> Hopefully AMD gets the Rx 6800xt working with ROCm consistently
I am a maintainer for rocSOLVER (the ROCm LAPACK implementation) and I personally own an RX 6800 XT. It is very similar to the officially supported W6800. Are there any specific issues you're concerned about?
I know the software and I have the hardware. I'd be happy to help track down any issues.
I might be operating off of old news. But IIRC, the 6800 wasn't well supported when it first came out, and AMD constantly has been applying patches to get it up-to-speed.
I wasn't sure what the state of the 6800 was (I don't own it myself), so I might be operating under old news. As I said a bit earlier, I use the Vega64 with no issues (for 256-thread workgroups. I do think there's some obscure bug for 1024-thread workgroups, but I haven't really been able to track it down. And sticking with 256-threads is better for my performance anyway, so I never really bothered trying to figure this one out)
Navi 21 launched in November 2020 but it only got official support with ROCm 5.0 in February 2022.

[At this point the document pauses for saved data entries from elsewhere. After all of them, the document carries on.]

PR #15196, opened 2020-09-23
Adding an elementRef to v7 BaseButton component

czearing:
#### Pull request checklist

#### Description of changes
Adding an elementRef to office-ui-fabric-react `BaseButton` to allow temporary access to the root DOM element in the compat `Button` components.

#### Focus areas to test
`Button`


packages/office-ui-fabric-react/src/components/Button/Button.test.tsx
```diff
@@ -122,6 +123,13 @@ describe('Button', () => {
       expect(button.tagName).toEqual('A');
     });
 
+    it('can handle elementRef', () => {
+      const ref = React.createRef<HTMLElement>();
+      safeMount(<DefaultButton elementRef={ref}>Content</DefaultButton>, button => {
+        expect(button.find('elementRef.current')).toBeTruthy();
```
dzearing, line 129:
```suggestion
        expect(ref.current).toBeTruthy();
```

khmakoto (approved):
It seems like you need to update the API.

PR #15199, opened 2020-09-23
Add role prop to breadcrumb item

erichdev:
#### Pull request checklist

#### Description of changes

Add optional `role` prop to `IBreadcrumbItem` that gets passed to the `<Link>`. Breadcrumb items render as a button by default, or as a link if an `href` is passed in. This prop will allow consumers to give breadcrumb items a role of `link`, for example, while still rendering it as a button.

### DIFF
--- a/packages/office-ui-fabric-react/etc/office-ui-fabric-react.api.md
+++ b/packages/office-ui-fabric-react/etc/office-ui-fabric-react.api.md
@@ -1830,6 +1830,7 @@ export interface IBreadcrumbItem {
     isCurrentItem?: boolean;
     key: string;
     onClick?: (ev?: React.MouseEvent<HTMLElement>, item?: IBreadcrumbItem) => void;
+    role?: string;
     text: string;
 }
 
--- a/change/@fluentui-react-next-2020-09-24-11-02-17-breadcrumbitem-role.json
+++ b/change/@fluentui-react-next-2020-09-24-11-02-17-breadcrumbitem-role.json
@@ -1,0 +1,8 @@
+{
+  "type": "prerelease",
+  "comment": "Breadcrumb: add role prop for items",
+  "packageName": "@fluentui/react-next",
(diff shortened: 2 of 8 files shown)


packages/office-ui-fabric-react/etc/office-ui-fabric-react.api.md
```diff
@@ -1768,6 +1768,7 @@ export interface IBreadcrumbItem {
     isCurrentItem?: boolean;
     key: string;
     onClick?: (ev?: React.MouseEvent<HTMLElement>, item?: IBreadcrumbItem) => void;
+    role?: string;
```
erichdev, line 1771: Looking at this now, I think maybe it'd be better to add this role to `IBreadcrumbProps`? I don't know if there'd ever be a scenario where items within the same breadcrumb would have different roles

xugao: i do think it's more suitable to add it here, as what you have now

xugao:
could you pls make the same fix in `react-next` package? thanks!
https://github.com/microsoft/fluentui/blob/master/packages/react-next/src/components/Breadcrumb/Breadcrumb.types.ts#L110
https://github.com/microsoft/fluentui/blob/master/packages/react-next/src/components/Breadcrumb/Breadcrumb.base.tsx#L258

erichdev:
> could you pls make the same fix in `react-next` package? thanks!
> https://github.com/microsoft/fluentui/blob/master/packages/react-next/src/components/Breadcrumb/Breadcrumb.types.ts#L110
> https://github.com/microsoft/fluentui/blob/master/packages/react-next/src/components/Breadcrumb/Breadcrumb.base.tsx#L258

I've pushed changes to react-next. Thanks!

xugao (approved):
LGTM, thanks!

PR #15201, opened 2020-09-24
Fail build on changed files and do more cleanup

ecraig12345:
At some point the "check for changed files" build step got lost, so add it back where appropriate to help detect issues (like the missing web-components API update).

We've also still had some trouble with "Directory not empty" errors, so add "workspace: clean: all" a couple more places AND add back the DeleteFiles step everywhere for good measure.


azure-pipelines.yml
```diff
@@ -108,6 +110,8 @@ jobs:
           SourcePath: 'packages/fluentui/docs/src/public'
           storage: fabricweb
 
+      - template: .devops/templates/cleanup.yml
```
xugao, line 113: do we need to check change here and below? shouldn't checking in buildtestlint step sufficient?

xugao (approved):

azure-pipelines.yml
ecraig12345: Maybe not totally necessary, but I think I'd rather keep it just to be safe.

PR #107, opened 2017-03-31
Prefer String#iec_60027_2_to_i from more_core_extensions

bdunne:
Depends on https://github.com/ManageIQ/manageiq/pull/14601


Fryguy:
ManageIQ/manageiq#14601 is merged.

PR #117, opened 2017-04-11
Upgrade nokogiri to 1.7.x

djberg96:
This PR upgrades the Nokogiri dependency from 1.6.x to 1.7.x. This addresses complaints from Hakiri which indicated that there have been security patches to nokogiri/libxml2.

See CVE-2016-4658 for details:

http://cve.mitre.org/cgi-bin/cvename.cgi?name=cve-2016-4658

### DIFF
--- a/manageiq-gems-pending.gemspec
+++ b/manageiq-gems-pending.gemspec
@@ -48,7 +48,7 @@ Gem::Specification.new do |s|
   s.add_runtime_dependency "more_core_extensions",    "~>3.2"
   s.add_runtime_dependency "net-scp",                 "~>1.2.1"
   s.add_runtime_dependency "net-sftp",                "~>2.1.2"
-  s.add_runtime_dependency "nokogiri",                "~>1.6.8"
+  s.add_runtime_dependency "nokogiri",                "~>1.7.1"
   s.add_runtime_dependency "openscap",                "~>0.4.3"
   s.add_runtime_dependency "ovirt",                   "~>0.15.1"
   s.add_runtime_dependency "parallel",                "~>1.9" # For OvirtInventory


djberg96:
The failures are caused by azure-armrest and this repo not being in sync. I'm not sure if rubywbem matters.

djberg96:
@Fryguy or @jrafanie Please merge.

jrafanie:
@isimluk @carbonin Please also review...

manageiq-gems-pending.gemspec
```diff
@@ -48,7 +48,7 @@ Gem::Specification.new do |s|
   s.add_runtime_dependency "more_core_extensions",    "~>3.2"
   s.add_runtime_dependency "net-scp",                 "~>1.2.1"
   s.add_runtime_dependency "net-sftp",                "~>2.1.2"
-  s.add_runtime_dependency "nokogiri",                "~>1.6.8"
+  s.add_runtime_dependency "nokogiri",                "~>1.7.1"
```
carbonin: Can we make this less restrictive?

Maybe `"~>1.7", ">=1.7.1"`?

carbonin: Then when we have this issue with version 1.8 we won't have to do the same dance between all of these gems.

djberg96: @carbonin I'm just following the existing pattern. If @jrafanie is ok with changing it, I'm ok with it.

carbonin:
Also, if we merge this as is, ManageIQ will fail to bundle because of the restriction in the azure provider [here](https://github.com/ManageIQ/manageiq-providers-azure/blob/master/manageiq-providers-azure.gemspec#L16)

carbonin:
This looks fine as it is the same restriction we have in [azure-armrest](https://github.com/ManageIQ/azure-armrest/pull/272/files), making it any less restrictive here won't make a difference in the end.

isimluk:
Updating gem dependencies in all the subprojects is like

gems

perhaps we need a cool new framework to do the job?

simaishi:
Backported to Fine to avoid conflict backporting https://github.com/ManageIQ/manageiq-gems-pending/pull/204.

Fine backport details:

```
$ git log -1
commit e266fdbe1af1eabf7f01fb49173d98aed1177c35
Date:   Wed Apr 12 16:10:09 2017 -0400

    Merge pull request #117 from djberg96/gemspec
    
    Upgrade nokogiri to 1.7.x
    (cherry picked from commit 5ead8e64e2a8d88cd1e267a00375c5eeb0ef570b)
```

PR #118, opened 2017-04-11
Remove oVirt provider code

jhernand:
Currently the part of the oVirt provider that performs event monitoring
and inventory collection (using version 3 of the oVirt API and the
'ovirt' gem) lives in this repository, in the
'lib/gems/pending/ovirt_provider' directory. As the oVirt provider has
been extracted to a separate repository, it is convenient to move that
code there. The relevant copy has been added to that repository in this
pull request:

  Move code from manageiq-gems-pending
  https://github.com/ManageIQ/manageiq-providers-ovirt/pull/9

This patch removes the code from this repository.

Note that part of the code can't be moved, or rather, isn't convinient
to move it now. The reason is that code, the 'rhevmTest.rb' file, for
example, doesn't conceptually belong into the oVirt provider. To keep
this code in this repository it is necessary to add a dependency, so
that 'manageiq-gems-pending' will now depend on
'manageiq-providers-ovirt'.

https://github.com/ManageIQ/manageiq-providers-ovirt/issues/8


jhernand:
@durandom @Fryguy please review.

Note that I am not certain about what to do with the `rhevmTest.rb` file, and in general with the oVirt-related files in `lib/gems/pending/MiqVm/test`, as I don't understand what is the purpose of those files. Are they to be considered part of the oVirt provider? Should they be moved to the new repository? If so, how can I test them to make sure they work after moving?

Adding the oVirt provider as a dependency of `manageiq-gems-pending` is really ugly, but I think it is the correct thing if these files are to be kept in this repository.

jhernand:
Note that this shouldn't be merged before ManageIQ/manageiq-gems-pending#118.

durandom:
> Note that I am not certain about what to do with the rhevmTest.rb file, and in general with the oVirt-related files in lib/gems/pending/MiqVm/test, as I don't understand what is the purpose of those files

@bdunne Are those tests that are actually run? I'm also not sure what to do with them.
I guess the cleanest way would be to move all rhv related stuff over to the ovirt repo

bdunne:
@durandom I wouldn't move that.  It's related to fleecing code and needs to adapt to pluggable providers.  Although, updating the `requires` and any references to constants would be nice.

Gemfile
```diff
@@ -7,6 +7,10 @@ gemspec
 gem "handsoap", "~>0.2.5", :require => false, :git => "https://github.com/ManageIQ/handsoap.git", :tag => "v0.2.5-5"
 gem "rubywbem",            :require => false, :git => "https://github.com/ManageIQ/rubywbem.git", :branch => "rubywbem_0_1_0"
 
+# This is needed because some of the smart analysis tests scripts, insde the 'lib/gems/pending/MiqVm/test' directory,
+# use the oVirt provider inventory classes.
+gem "manageiq-providers-ovirt", :require => false, :git => "https://github.com/ManageIQ/manageiq-providers-ovirt.git", :branch => "master"
```
Fryguy: Once this is merged, we'll need to open GH issue in manageiq-releasen repo to update the branch name when we cut gaprindashvili.

manageiq-gems-pending.gemspec
```diff
@@ -51,7 +51,6 @@ Gem::Specification.new do |s|
   s.add_runtime_dependency "nokogiri",                "~>1.6.8"
   s.add_runtime_dependency "openscap",                "~>0.4.3"
   s.add_runtime_dependency "ovirt",                   "~>0.15.1"
-  s.add_runtime_dependency "parallel",                "~>1.9" # For OvirtInventory
```
Fryguy: @bdunne Even though this is being removed and the comment says "For OvirtInventory", can you please verify this is needed by anyone else that was getting it automatically?  azure comes to mind, and also the core repo, but I'm not sure what else.

bdunne:
@jhernand With https://github.com/ManageIQ/manageiq-providers-ovirt/pull/9 merged, are you ready to remove the `[WIP]`?

From what I see, the only other references to `parallel` is marked as TODO.  It isn't actually required anywhere.

bdunne:
:) I marked as WIP, unmarking and merging.

PR #123, opened 2017-04-17
Add a webtreemap view for require_with_logging

Fryguy:
Additionally, add support for metrics based on allocations and memory.

This tool uses webtreemap, which can be obtained from https://github.com/evmar/webtreemap.  See the [demo](http://evmar.github.io/webtreemap/) (NOTE: This PR is old and is using v1, so would have to be upgraded to use v2)

After using require_with_logging to obtain a log file, then requires_log_to_webtreemap.rb can be used to parse that file into the webtreemap.  Here is an example of what webtreemap looks like against current ManageIQ, at boot, profiling allocations:

manageiq - master allocations by require 2017-04-17 18-11-25

@jrafanie Please review.

### DIFF
--- a/lib/gems/pending/util/require_with_logging.rb
+++ b/lib/gems/pending/util/require_with_logging.rb
@@ -3,6 +3,7 @@ puts "** Loading Require With Logging"
 $req_log_path ||= File.expand_path('.')
 $req_log_file ||= ENV["REQUIRE_LOG"] unless ENV["REQUIRE_LOG"].nil? || ENV["REQUIRE_LOG"] == "true"
 $req_log_file ||= "requires_#{Time.now.utc.strftime("%Y%m%d%H%M%S")}.log"
+$req_log_meth ||= :log_require_time
 
 $req_log ||= File.open(File.join($req_log_path, $req_log_file), "w")
 # $req_log = $stdout
@@ -30,16 +31,28 @@ module Kernel
     $req_depth += 1 if mode == :enter || mode == :reenter
   end
 
+  def log_require_time
+    Time.now
+  end
+
+  def log_require_allocations
+    GC.stat[:total_allocated_objects]
+  end
+
+  def log_require_mb
+    Sys::ProcTable.ps(Process.pid).smaps.pss / 1_000_000.0
+  end
+
   def with_require_logging(path, mode = :enter)
     log_require(path, mode)
-    t = Time.now
+    before = send($req_log_meth)
     begin
       ret = yield
     rescue Exception
-      log_require(path, :fail, Time.now - t) rescue nil
+      log_require(path, :fail, send($req_log_meth) - before) rescue nil
       raise
     end
-    log_require(path, ret, Time.now - t)
+    log_require(path, ret, send($req_log_meth) - before)
     ret
   end
 
--- a/tools/requires_log_to_webtreemap.rb
+++ b/tools/requires_log_to_webtreemap.rb
@@ -1,0 +1,49 @@
+if ARGV.length != 2
+  puts "Usage: #{$0} /path/to/requires.log /path/to/webtreemap"
+  puts
+  puts "This tool uses webtreemap, which can be obtained from https://github.com/evmar/webtreemap"
+  exit 1
+end
+
+require 'active_support/all'
+
+requires_file, webtreemap_dir = ARGV
+
+def parse_line(line)
+  match = line.match(/^(?<indent>[0-9 ]{3})  ..  (?:\| )*(?<location>[^(]+)(?: \((?<metric>[-0-9.]+)\))?$/)
+  return {} unless match
+  {
+    :indent   => match[:indent].to_i,
+    :location => match[:location].strip,
+  }.tap do |h|
+    h[:metric] = match[:metric].to_f if match[:metric]
+  end
+end
+
+nestings = []
+current_indent = -1
+
+File.open(requires_file) do |f|
+  f.each_line do |line|
+    line = parse_line(line)
+
+    if line[:indent] > current_indent
+      current_indent += 1
+      nestings << []
+    elsif line[:indent] < current_indent
+      current_indent -= 1
+      children = nestings.pop
+      dot_metrics = line[:metric] - children.map { |c| c[:data]["$area"] }.sum
+      children << {:name => ". (#{dot_metrics})", :data => {"$area" => dot_metrics}}
+      nestings.last << {:name => "#{line[:location]} (#{line[:metric]})", :data => {"$area" => line[:metric]}, :children => children}
+    elsif line[:metric]
+      nestings.last << {:name => "#{line[:location]} (#{line[:metric]})", :data => {"$area" => line[:metric]}}
+    end
+  end
+end
+
+children = nestings.pop
+result = {:name => "Total", :data => {"$area" => children.map { |c| c[:data]["$area"] }.sum}, :children => children}
+
+webtreemap_file = File.join(webtreemap_dir, "demo/demo.json")
+File.write(webtreemap_file, "var kTree=#{result.to_json}")


Fryguy:
cc @dmetzger57 @NickLaMuro @kbrock

lib/gems/pending/util/require_with_logging.rb
```diff
@@ -30,16 +31,28 @@ def log_require(path, mode, timing = nil)
...
+  def log_require_time
+    Time.now
+  end
+
+  def log_require_allocations
+    GC.stat[:total_allocated_objects]
+  end
+
+  def log_require_mb
+    Sys::ProcTable.ps(Process.pid).smaps.pss / 1_000_000.0
```
jrafanie: Note, this is linux only.  😢

tools/requires_log_to_webtreemap.rb
```diff
@@ -0,0 +1,49 @@
...
+      nestings.last << {:name => "#{line[:location]} (#{line[:metric]})", :data => {"$area" => line[:metric]}}
+    end
+  end
+end
+
+children = nestings.pop
+result = {:name => "Total", :data => {"$area" => children.map { |c| c[:data]["$area"] }.sum}, :children => children}
+
+webtreemap_file = File.join(webtreemap_dir, "demo/demo.json")
+File.write(webtreemap_file, "var kTree=#{result.to_json}")
```
jrafanie: Do we want to include a demo html that reads in this json file and presents it, [similar to how the demo does](https://github.com/evmar/webtreemap/tree/gh-pages/demo)?

tools/requires_log_to_webtreemap.rb
```diff
@@ -0,0 +1,49 @@
+if ARGV.length != 2
+  puts "Usage: #{$0} /path/to/requires.log /path/to/webtreemap"
+  puts
+  puts "This tool uses webtreemap, which can be obtained from https://github.com/evmar/webtreemap"
+  exit 1
```
jrafanie: ugh, this exit is causing the coverage helper to fail because you can't require this file.

NickLaMuro: @jrafanie There are no tests around the "tools" dir , so does it make sense to remove that from the coverage report?  Looks like this is the first file added to that.

jrafanie:
yes, we can add an exception or just make it require'able.  Not sure if the
latter is worth it.

lib/gems/pending/util/require_with_logging.rb
Fryguy: Should I wrap that in a darwin check?

tools/requires_log_to_webtreemap.rb
Fryguy: Yeah, I think tools dir should just not be included.  What do we do in manageiq proper?

tools/requires_log_to_webtreemap.rb
Fryguy: This currently assumes you have cloned the webtreemap repo and it will just write into it.  Not the greatest approach but I figure we can iterate on it later if we want.  Your approach might be the best one.  I mostly made this PR to get the code off my machine and out into the world. :)

NickLaMuro: > I mostly made this PR to get the code off my machine and out into the world. :)

Yeah... it has been at least 3 weeks since you showed this to me and Dennis...

lib/gems/pending/util/require_with_logging.rb
jrafanie: yeah, sys proctable doesn't guarantee each platform will have the same attributes/methods on the object returned from `ps`, so the OSX and other non-linux OS's will not have smaps.

Maybe, we should raise on non-Linux platforms.

tools/requires_log_to_webtreemap.rb
jrafanie: https://github.com/ManageIQ/manageiq/blob/master/spec/coverage_helper.rb#L6

Maybe, add the tools to this list:  https://github.com/ManageIQ/manageiq-gems-pending/blob/master/spec/coverage_helper.rb#L4

Fryguy: Consider require_with_logging is already in that list, yeah, that seems right.

kbrock: `if $0 == __FILE__` is your friend?

Fryguy:
I still would like this to be merged, so reopening.  We may want to discuss alternate ways to do diagnostic type stuff since the gems/pending gem is getting smaller and smaller.  Perhaps the https://github.com/ManageIQ/manageiq-performance repo is a better fit?  @NickLaMuro Thoughts?

Fryguy:
Updated OP with "(NOTE: This PR is old and is using v1, so would have to be upgraded to use v2)"

lib/gems/pending/util/require_with_logging.rb
NickLaMuro: The `Sys::ProcTable.ps` does a [directory scan](https://github.com/djberg96/sys-proctable/blob/master/lib/linux/sys/proctable.rb#L114) that I really don't like when getting the info for a single process, so it is pretty memory hungry for what we are trying to do (just getting mem value of the process).  I have simplified slimed that down as much as I could using the existing functions of `sys-proctable` in a extra data initializer I was using for a `MiqServer` process:

https://gist.github.com/NickLaMuro/2d494d9fc0050f4e705ebab58437d108#file-miq_server_mem_log_patch-local-rb-L20

But it probably would be better to consider pushing a common interface into `sys-proctable` for getting simple things like memory usage and memory info.  Something that has been on my `WANTTODO` list, but haven't had the cycles to go and do it.  #firstWorldMemoryLeakProblems

NickLaMuro: I also have a complex version of this that uses whats available in `manageiq-performance` (in a overly long WIP PR):

https://github.com/ManageIQ/manageiq-performance/pull/27/commits/0d9a3ee

Lifts some parts of that from the `get_process_mem` gem, and uses sys-proctable as a fall back (did not know about the faster version I came up with above when I wrote that, FYI).  Since `get_process_mem` portion is reading from the `/proc/pid/status` file is most undoubtedly faster, since it is much shorter.

The other thing I am curious about is if for something like this, where we are reading from the same file A BUNCH of times (well, file-like-interface), if maintaining a single keeping a File object memoize, and opening, closing, and rewinding as needed would be more performant.  Would something interesting to try.

NickLaMuro:
**NOTE:**  I started typing this up prior to doing my review from above, left it, then came back to add a few things before pressing enter... there might be some continuity issues between the two... but too lazy to edit them...

> Perhaps the https://github.com/ManageIQ/manageiq-performance repo is a better fit?

So I only skimmed this this morning, but I ironically was kind of thinking the same thing before I read this question myself.

I have an open PR with some similar functionality in it that I lifted from [`derailed_benchmarks`](https://github.com/schneems/derailed_benchmarks) (includes [a patch](https://github.com/schneems/derailed_benchmarks/pull/104) that fixes `require_relative` not being factored in) that should be close to this:

https://github.com/ManageIQ/manageiq-performance/pull/27
https://github.com/ManageIQ/manageiq-performance/pull/27/commits/037ec57a

But currently doesn't have any tree view support, and I still have some cleanup that I want to do, like adding modularization with the generated script views and such, but definitely something we could tweak to make with this effort.

I would have to compare the code for what is done in the derailed `require_tree` stuff and what you have here and see what is more accurate and such.  Haven't looked recently, but I think there is something that is done better with the require logging stuff that you do that works better with some of our custom code, but I forget.

* * *

#### Sidenote 1

I also had an effort for adding this to travis a while back here:

https://github.com/ManageIQ/manageiq/pull/14261

Which I ran into some troubles and such with it running properly on travis, but there is a sample output of it here:

https://s3.amazonaws.com/archive.travis-ci.org/jobs/211965745/log.txt

Not necessarily anything that needs to be merged, but just something that gives you an idea of what this output of the `derailed_benchmark` version of this looks like.


* * *

#### Sidenote 2

Also, I am reminded of this flamegraph rewrite PR for `stackprof`:

https://github.com/tmm1/stackprof/pull/74

Which a comment that sticks out is the one by Sam regarding moving the flamegraph code for this into the flamegraph gem.  Seems like this is something that we could easily make use of and convert this into for those purposes, and just provide it a flamegraph file to use.

The javascript/html for that just ingests a url param that points to a datafile for the graph data, so we should be able to just convert the data we get here into a format that would accept.  I have a 8 hour or so bus ride on Thursday this week when heading home, so I might look into doing that then 😅 .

With respect to your issue running 1024 threads per block, if you're running out of VGPRs, you may want to try explicitly specify the max threads per block as 1024 and see if that helps. I recall that at one point the compiler was defaulting to 256 despite the default being documented as 1024.
The main issue I have with the idea of Navi 21 is that its a 32-wide warp, when CDNA2 (like MX250x) is 64-wide warp.
Granted, RDNA and CDNA still have largely the same assembly language, so its still better than using say... NVidia GPUs. But I have to imagine that the 32-wide vs 64-wide difference is big in some use cases. In particular: low-level programs that use warp-level primitives, like DPP, shared-memory details and such.
I assume the super-computer programmers want a cheap system to have under their desk to prototype code that's similar to the big MI250x system. Vega56/64 is several generations old, while 6800 xt is pretty different architecturally. It seems weird that they'd have to buy MI200 GPUs for this purpose, especially in light of NVidia's strategy (where A2000 nvidia could serve as a close replacement. Maybe not perfect, but closer to the A100 big-daddy than the 6800xt is to the big daddy MI250x).
--------
EDIT: That being said: this is probably completely moot for my own purposes. I can't afford an MI250x system at all. At best I'd make some kind of hand-built consumer rig for my own personal purposes. So 6800 xt would be all I personally need. VRAM-constraints feel quite real, so the 16GBs of VRAM at that price makes 6800xt a very pragmatic system for personal use and study.
I am a maintainer for rocSOLVER (the ROCm LAPACK implementation) and I personally own an RX 6800 XT. It is very similar to the officially supported W6800. Are there any specific issues you're concerned about?
I know the software and I have the hardware. I'd be happy to help track down any issues.